El grueso pelotón de «los que se lo están pensando» también ha llamado a filas a Cristina. «Somos mi hija y yo contra mi marido», bromea. «Yo soy muy urbana, y después de 16 años en Pozuelo me apetece mucho volver. Hemos estado a punto de comprar algo en varias ocasiones y ahora no sé... Lo malo es que con lo que nos den por el chalé sólo tenemos para un cuchitril en Madrid». Octubre de 1989 es ya un mes histórico en su vida. Después de siete largos años en un apartamento de Las Rozas, Christiane Zerilli -secretaria de Dirección- volvió al duro asfalto. «No echo de menos nada.

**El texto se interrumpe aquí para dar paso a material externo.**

Issue #4282, opened 2026-08-03
Evaluate ReadyToRun publishing to reduce first-call JIT warmup cost


vchelaru:
## Problem

Several operations in the Gum tool are dramatically slower on their first invocation than in steady state - e.g. during the #4280/#4281 selection-performance investigation, the first `PropertyGridManager.RefreshDataGrid` call measured 700-1000ms+ vs ~30-90ms on later calls, and the first screen/element switch measured 1.2-1.8s vs 200-400ms on subsequent switches. Part of this is plausibly JIT warmup - methods get compiled the first time they run, not ahead of time.

## Suggested improvement

Publish the Gum tool with ReadyToRun (`PublishReadyToRun=true`) so native code is precompiled ahead of time and shipped alongside the IL, reducing first-call JIT cost. This is a build/publish-time change only - no application code changes. WPF is compatible with ReadyToRun (unlike NativeAOT, which WPF's reflection-heavy XAML/BAML pipeline does not support).

**Test in isolation** from the background-warm-up issue (see companion issue) so each lever's actual contribution to cold-start time can be measured separately - don't ship both at once.

## Source

- `Gum/Gum.csproj` - publish configuration; add `PublishReadyToRun` (and `RuntimeIdentifier`, required for R2R) to the appropriate publish profile.
- Background: see the private investigation notes from #4280/#4281 for the original warmup measurements.

vchelaru:
PR #4285: gates `PublishReadyToRun=true` in `Gum/Gum.csproj` to the win-x64 Release publish, plus temporary timing instrumentation (logs Main entry / first paint / first `RefreshDataGrid` call to a file) so the before/after numbers can actually be compared. R2R confirmed to take effect in the publish output. Awaiting a manual timing run before merge; the instrumentation will be removed or kept per those results.

vchelaru:
Measured before/after (2 runs each, same commit, only `PublishReadyToRun` toggled at publish time — win-x64, self-contained false, single-file):

| | No R2R | R2R |
|---|---|---|
| Main → first `RefreshDataGrid` | 3064ms, 3129ms (avg 3097) | 2503ms, 2773ms (avg 2638) |
| Main → first paint | 3769ms, 3774ms (avg 3772) | 3104ms, 3601ms (avg 3352) |

~15-18% faster to first grid refresh, ~11% faster to first paint, consistent across both runs. Real, repeatable win for a config-only, zero-code-risk change. Keeping it — PR #4285.

PR #4284, opened 2026-08-03
Warm up hot Variables-tab WPF displayer controls at startup (#4283)

### LINKED ISSUE #4283: Evaluate background warm-up of Variables-tab WPF control types to hide first-use cost
## Problem

Same symptom as the companion ReadyToRun issue (#4282): first-use operations in the tool are far slower than steady-state - e.g. the first `PropertyGridManager.RefreshDataGrid` call measured 700-1000ms+ vs ~30-90ms steady state. Unlike the JIT-warmup hypothesis behind #4282, part of this cost is plausibly WPF-specific: the first time a given control type (`TextBoxDisplay`, `SliderDisplay`, `ComboBoxDisplay`, etc.) is instantiated, WPF resolves its style/template and parses BAML resources, which is a one-time cost per control type per app run.

## Suggested improvement

After the main window is shown (not before - must not delay app appearance), proactively instantiate one instance of each hot WPF control type used in the Variables tab on a background thread or low-priority `Dispatcher.BeginInvoke` (`DispatcherPriority.Background`/`ApplicationIdle`), so that cost lands during idle time instead of on the user's first real click into the Variables grid.

**Test in isolation** from the ReadyToRun issue (#4282) so each lever's actual contribution to cold-start/first-click time can be measured separately - don't ship both at once.

## Source

- `Tool/EditorTabPlugin_XNA/MainEditorTabPlugin.cs:830` (`HandleXnaInitialized`) - where tool startup/window-ready sequencing currently lives; the warm-up pass should hook in after the main window is visible, not block it.
- `WpfDataUi/DataUiGrid.cs` / `WpfDataUi/Controls/SingleDataUiContainer` - where the actual per-displayer-type WPF controls get created; identify the control types to warm.
- Background: see the private investigation notes from #4280/#4281 for the original warmup measurements.

vchelaru:
## Summary
Evaluates the fix proposed in #4283: proactively construct one instance of each hot Variables-tab WPF displayer control type on a background-priority dispatcher callback after the main window is shown, so the one-time style/template resolution + BAML parse cost for each type lands during startup idle time instead of on the user's first click into the Variables grid.

Hot set (confirmed via `PreferredDisplayer` assignments in `StandardElementsManager.GumTool.cs`/`PropertyGridManager.cs` and `SingleDataUiContainer`'s type-fallback table): `TextBoxDisplay`, `SliderDisplay`, `ComboBoxDisplay`, `CheckBoxDisplay`, `NullableBoolDisplay`, `AngleSelectorDisplay`, `FileSelectionDisplay`, `MultiLineTextBoxDisplay`, `StringListTextBoxDisplay`, `ListBoxDisplay`, `ToggleButtonOptionDisplay`, `ColorDisplay`, `VariableRemoveButton`.

Excluded as not confirmed hot for the Variables tab specifically: `MultiFileDisplay` (Project Properties dialog only), `PlusMinusTextBox`/`EditableComboBoxDisplay` (no call sites found anywhere in the tool).

Each warm-up construction is queued as its own `Dispatcher.BeginInvoke(DispatcherPriority.Background, ...)` call (chained one-at-a-time) rather than one big batch, so real UI work (paint, input) always gets priority over the remaining warm-up work.

Also adds **temporary** timing instrumentation (`Gum.Diagnostics.StartupPerfLog`, per the `self-serve-logging` skill) writing to `%TEMP%\gum_startup_timing.log`: time to `MainWindow.Visibility = Visible`, time to `MainWindow.ContentRendered` (first paint), warm-up schedule/completion, and the first `PropertyGridManager.RefreshDataGrid` call with how many of the 13 types were already warmed at that point. Remove after evaluation.

Companion to #4282 (ReadyToRun publish) - intentionally separate, does not touch publish/csproj settings.

Closes #4283

## Test plan
- [x] `dotnet build GumFull.sln` - succeeds, no new warnings
- [ ] Manual: run built `Gum.exe`, use the Variables tab, confirm no regression; read `%TEMP%\gum_startup_timing.log` for before/after timing

### DIFF
--- a/Gum/Diagnostics/StartupPerfLog.cs
+++ b/Gum/Diagnostics/StartupPerfLog.cs
@@ -1,0 +1,42 @@
+using System;
+using System.Diagnostics;
+using System.IO;
+
+namespace Gum.Diagnostics;
+
+/// <summary>
+/// TEMPORARY instrumentation for issue #4283 (evaluating a WPF displayer control warm-up pass).
+/// Writes wall-clock-since-start timestamps to a fixed log file so before/after startup timing
+/// can be compared without asking anyone to relay console output. Remove once #4283 is resolved.
+/// </summary>
+internal static class StartupPerfLog
+{
+    private static readonly string LogFilePath = Path.Combine(Path.GetTempPath(), "gum_startup_timing.log");
+    private static readonly Stopwatch Stopwatch = new();
+
+    /// <summary>
+    /// Starts the stopwatch and truncates the log file. Must be called once, as early as possible
+    /// in <c>Main</c>, before anything else runs.
+    /// </summary>
+    public static void Start()
+    {
+        Stopwatch.Restart();
+        File.WriteAllText(LogFilePath, string.Empty);
+    }
+
+    /// <summary>
+    /// Appends a timestamped line (milliseconds since <see cref="Start"/>) to the log file.
+    /// Never throws - a diagnostic write must not be able to affect real app behavior.
+    /// </summary>
+    public static void Log(string message)
+    {
+        try
+        {
+            File.AppendAllText(LogFilePath, $"{Stopwatch.ElapsedMilliseconds,6}ms | {message}{Environment.NewLine}");
+        }
+        catch
+        {
+            // Best-effort diagnostic logging only.
+        }
+    }
+}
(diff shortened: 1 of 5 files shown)


vchelaru:
Closing without merging — measured no benefit, see issue #4283 comment for the numbers and why.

Más bien al revés: eso de no tener que pensar cada día en la carretera de La Coruña no tiene precio». Su primera y heroica decisión al venir a la ciudad fue vender uno de los dos coches de la familia.

A Christiane le empujaron también las «niñas», que tienen ya 21 y 19 años. «Aquello está muy bien cuando son pequeños, pero en cuanto crecen les tira mucho Madrid». Y luego, el aburrimiento. «Eso de no poder salir a tomar una caña se lleva muy mal. Allí te encierras y te olvidas del mundo». Ahora sólo se acuerda de Las Rozas cada vez que llama a la agencia inmobiliaria para saber si alguien quiere alquilar su antiguo apartamento. Va para tres meses y aún no ha encontrado inquilino.

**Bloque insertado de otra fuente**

PR #53, opened 2026-04-07
Use Python logging module everywhere, not print/printf (closes #44)

### LINKED ISSUE #44: Use Python logging module everywhere, not print/printf
work.sh and other bash scripts use \`printf\` to log. The Python side uses the \`logging\` module. Once everything is Python, all logging should go through \`logging\` with:

- Per-thread log prefix: \`[confusio]\`, \`[kennel]\`, \`[supervisor]\`, \`[http]\`, \`[watchdog]\`
- Structured format: \`%(asctime)s %(levelname)-5s [%(threadName)s] %(message)s\`
- File handler: \`~/log/kennel.log\` (single file, all threads)
- Stderr handler when tty
- Log level configurable via \`--log-level\`

Currently kennel's Python code uses \`logging\` but the bash scripts write directly to files (\`~/log/fido.log\`, \`~/log/sync-tasks.log\`, \`~/log/watchdog.log\`). After the rewrite, all logs converge into one \`~/log/kennel.log\` via the logging module.

## Milestone
v1

FidoCanCode:
Sniffs out every `print()` call in our Python modules and replaces them with proper `logging` usage — structured, leveled, and ready for production. The bash scripts still use `printf` for now since they're on the chopping block anyway, but all Python code will speak fluent `logging` by the time this branch is done. Woof! 🐕

Fixes #44.

---

## Work queue

- [x] Replace diagnostic print-to-stderr calls in cli.py with log.* and add caplog assertions to tests
- [x] use module-level logger names derived from file names
</details>

### DIFF
--- a/kennel/cli.py
+++ b/kennel/cli.py
@@ -10,7 +10,7 @@ from pathlib import Path
 from kennel import tasks as _tasks_mod
 from kennel.github import GitHub
 
-log = logging.getLogger("kennel")
+log = logging.getLogger(__name__)
 
 
 class Cmd:
--- a/kennel/config.py
+++ b/kennel/config.py
@@ -5,7 +5,7 @@ import logging
 from dataclasses import dataclass
 from pathlib import Path
 
-log = logging.getLogger("kennel")
+log = logging.getLogger(__name__)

«¿Cuatrocientos metros, matrimonio filipino y piscina? Pues a lo mejor tampoco me volvería». Pipo Barriuso -37 años, publicista, casado y sin hijos- aguantó en Pozuelo siete años. «Cuando llegué, aquello era un pueblo. Ahora es un vertedero de gente». Hace ya dos años que Pipo hizo las maletas y engrosó la lista de inquilinos de Madrid. «Allí te conviertes en un aténtico pueblerino, en el peor de los sentidos». «Te cuesta decidirlo, te pasas meses esperando a que alguien te dé el empujón final. A mí me lo dio una serie de atascos insufribles en 1987. De 15 minutos que tardaba en llegar a Madrid al principio, pasé a más de una hora. Por las noches me quedaba en Madrid, haciendo tiempo, para no volver antes de las doce». Pipo era uno de los miles de conductores a los que Juan Cavanna -gestor, 39 años- miraba con con compasión cada amanecer. Durante cuatro años, Cavanna enfiló la carretera de La Coruña en sentido inverso, camino de su trabajo en Las Rozas. Pero él sabía muy bien lo que era entrar en Madrid cada mañana: vivió de 1978 a 1980 en Villalba.

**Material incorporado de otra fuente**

PR #57, opened 2026-04-07
Fetch sibling review threads for context on terse comments (closes #28)

### LINKED ISSUE #28: Fetch sibling review threads for context on terse comments
When a review comment is terse (e.g. "Here, too.", "Same.", "Ditto", "^"), fido has no idea what it means because the webhook only contains that one comment's context.

## Problem
Reviewer leaves a detailed comment on one function, then "Here, too." on another instance of the same pattern. Fido sees "Here, too." with a diff hunk but no knowledge of what "too" refers to.

## Fix
Before triaging, if the comment is short (< ~20 chars) or looks like a reference ("here too", "same", "ditto", "^", "this too"), fetch all unresolved review threads on the same PR and include them as context for the triage + reply.

\`\`\`python
if is_terse(comment_body):
    other_threads = github.get_review_threads(owner, repo, pr)
    context["sibling_threads"] = other_threads
\`\`\`

This way Opus sees: "The reviewer said 'use match statement' on line 45, and 'Here, too.' on line 72 which has a similar if/elif chain."

## Detection (no LLM)
- Comment body < 20 chars
- Or matches common reference patterns: "same", "here too", "ditto", "^", "this too", "likewise"

## Context enrichment
- Fetch all review threads on the PR (already have GraphQL query for this)
- Include thread bodies + file paths in the triage context
- Opus connects the dots

## Milestone
v1

FidoCanCode:
When a reviewer says "here, too" or "ditto" on a PR thread, fido has no idea what they're referring to because the webhook only carries that single comment — sniffing one thread in isolation doesn't give enough scent! This teaches fido to detect terse comments (short body or common reference patterns like "same", "^", "likewise") and fetch all sibling review threads on the PR so Opus gets the full picture and can connect the dots.

Fixes #28.

---

## Work queue

- [ ] Add is_terse() helper to detect short/reference review comments
- [x] Fetch sibling review threads when comment is terse and add to context
- [x] Render sibling threads in triage_context_block so Opus sees them
- [x] PR comment: move _fetch_sibling_threads and is_terse into DI class per CLAUDE.md
- [x] [replace regex terse detection with Haiku "needs more context?" check](https://github.com/rhencke/kennel/pull/57#discussion_r3048521466)
</details>

### DIFF
--- a/kennel/events.py
+++ b/kennel/events.py
@@ -267,14 +267,14 @@ def reply_to_comment(
     prompts = Prompts(persona)
     comment = action.comment_body
 
-    # Enrich context with sibling threads when the comment is terse
+    # Enrich context with sibling threads when the comment needs more context
     context: dict[str, Any] = dict(action.context) if action.context else {}
-    if is_terse(comment) and info.get("repo") and info.get("pr"):
+    if needs_more_context(comment) and info.get("repo") and info.get("pr"):
         siblings = get_github().fetch_sibling_threads(info["repo"], info["pr"])
         if siblings:
             context["sibling_threads"] = siblings
             log.info(
-                "terse comment — fetched %d sibling thread(s) for context",
+                "needs-more-context comment — fetched %d sibling thread(s) for context",
                 len(siblings),
             )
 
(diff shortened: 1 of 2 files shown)


kennel/events.py
```diff
@@ -336,6 +347,41 @@ def _try_resolve_thread(info: dict[str, Any], config: Config) -> None:
     pass
 
 
+def _fetch_sibling_threads(repo: str, pr: int | str) -> list[dict[str, Any]]:
```
rhencke: Please place into DI classes as per Claude.MD

FidoCanCode: Woof, good catch! I'll move `_fetch_sibling_threads` into the DI class so it's injectable and testable, just like the pattern in CLAUDE.md. On it! 🐕

kennel/events.py
```diff
@@ -393,6 +439,24 @@ def reply_to_review(
             already_replied.add(cid)
 
 
+_TERSE_PATTERNS = frozenset(
```
rhencke: Instead, why not ask Claude haiku "needs more context?"

FidoCanCode: Done — replaced `_TERSE_PATTERNS`/`is_terse()` with `needs_more_context()`, which calls claude-haiku-4-5 to sniff out whether the comment needs sibling thread context! Much better nose on this one. 🐕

Horas perdidas, gasolina gastada, demasiado frío en invierno... Decidió volver a la gran ciudad cuando la cosa se empezó a poner negra. «La carretera está igual que hace nueve años. Lo único nuevo que han hecho ha sido el carril hasta Torrelodones y la desviación al Escorial». Juan Cavanna no está nada a gusto en Madrid. «Esta ciudad es insoportable. Vivo en Colón y estoy escarmentado: no hay quien salga de aquí en coche». Cavanna, un adelantado a su tiempo cuando decidió regresar a la capital,. está dispuesto a seguir marcando la pauta. Ahora se marcha a Toledo. «Ya verás, ya verás cómo la gente acaba yéndose a vivir a Segovia, Talavera o cualquier sitio de esos». Tiempo al tiempo.